WHAT IS EXPECTED – Among the lines below, how many have the string "probably" in them? Only the number is wanted.

DATA FOR PROCESSING –
Issue #315, opened 2022-10-13
Bug with shadowed variable not being resolved correctly


dummdidumm:
Analyzing this code

```js
const path = 123;
let binding;
for (const path of ["asd"]) {
        binding = require(path);
}
exports.default = binding;
```

fails with the error
```
Failed to resolve dependency 123:
The "path" argument must be of type string. Received type number (123)
```

It seems that `path` is resolved to `123` and not to `"asd"`, and it seems that assigning to `binding` is what triggeres it, because if that is removed, it works.

The real world case where this happens is when analyzing `aws-crt`

styfle:
Thanks for reporting! 

Would you like to submit a PR with the fix?

dummdidumm:
I looked into it and I'm not sure how to proceed. The problem is the very outdated dependency `rollup-pluginutils` which now lives under `@rollup/pluginutils`. Using version 4 (version 5 requires node 14 at the minimum, which is probably too high for this package) of it correctly recognizes the for loop as a new scope. Using that prevents the analyze-code from crashing and therefore the warning from being emitted, but the dependency that is required isn't added to the list of files. I'm not sure if this is expected, or a different bug.

dummdidumm:
With #316 merged, is there anything left to do here? The dependency `"add"` isn't added, and I'm not sure if this is expected behavior or a missing case in static analysis.

styfle:
> version 5 requires node 14 at the minimum, which is probably too high for this package

We can a target node 14 now that 12 is EOL

iamabhshk:
To fix this code, you should avoid using the name path for both the loop variable and the constant variable at the beginning. Here's an updated version of the code:

```
const pathValue = 123;

let binding;
for (const p of ["asd"]) {
    binding = require(p);
}

exports.default = binding;

```

PR #316, opened 2022-10-14
fix: bump rollup pluginutils version

dummdidumm:
Part of #315

This fixes a bug where `attachScopes` didn't detect the new scope inside the for loop with shadowed variables before, resulting in later code paths possibly crashing because they expect the dependency to be of type string. No test added because as noted in #315 this doesn't thix that issue (if it even is one).

Bumping the version made a previous workaround of conflicting estree-walker versions unnecessary, but required to bring back a now-deleted type from the package

### DIFF
--- a/package.json
+++ b/package.json
@@ -20,6 +20,7 @@
   ],
   "dependencies": {
     "@mapbox/node-pre-gyp": "^1.0.5",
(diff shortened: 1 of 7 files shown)


styfle (approved):
Great, thanks! 🎉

WRITTEN SOLUTION – 2